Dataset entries
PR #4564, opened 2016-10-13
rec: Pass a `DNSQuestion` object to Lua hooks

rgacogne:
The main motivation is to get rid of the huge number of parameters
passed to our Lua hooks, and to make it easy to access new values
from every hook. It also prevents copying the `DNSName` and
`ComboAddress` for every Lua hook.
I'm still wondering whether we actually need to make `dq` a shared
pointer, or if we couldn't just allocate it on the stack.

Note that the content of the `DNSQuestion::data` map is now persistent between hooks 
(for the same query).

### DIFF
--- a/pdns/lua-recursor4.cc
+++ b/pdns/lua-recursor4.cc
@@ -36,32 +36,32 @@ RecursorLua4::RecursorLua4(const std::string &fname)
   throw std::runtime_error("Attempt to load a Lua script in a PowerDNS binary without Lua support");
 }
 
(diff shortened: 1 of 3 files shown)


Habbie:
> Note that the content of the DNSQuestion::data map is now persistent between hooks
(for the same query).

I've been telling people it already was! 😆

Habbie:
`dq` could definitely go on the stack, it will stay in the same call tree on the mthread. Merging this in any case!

> [Required work]
Copy all records verbatim.

> [Answer to the problem]
PR #4564, opened 2016-10-13
rec: Pass a `DNSQuestion` object to Lua hooks

rgacogne:
The main motivation is to get rid of the huge number of parameters
passed to our Lua hooks, and to make it easy to access new values
from every hook. It also prevents copying the `DNSName` and
`ComboAddress` for every Lua hook.
I'm still wondering whether we actually need to make `dq` a shared
pointer, or if we couldn't just allocate it on the stack.

Note that the content of the `DNSQuestion::data` map is now persistent between hooks 
(for the same query).

### DIFF
--- a/pdns/lua-recursor4.cc
+++ b/pdns/lua-recursor4.cc
@@ -36,32 +36,32 @@ RecursorLua4::RecursorLua4(const std::string &fname)
   throw std::runtime_error("Attempt to load a Lua script in a PowerDNS binary without Lua support");
 }
 
(diff shortened: 1 of 3 files shown)


Habbie:
> Note that the content of the DNSQuestion::data map is now persistent between hooks
(for the same query).

I've been telling people it already was! 😆

Habbie:
`dq` could definitely go on the stack, it will stay in the same call tree on the mthread. Merging this in any case!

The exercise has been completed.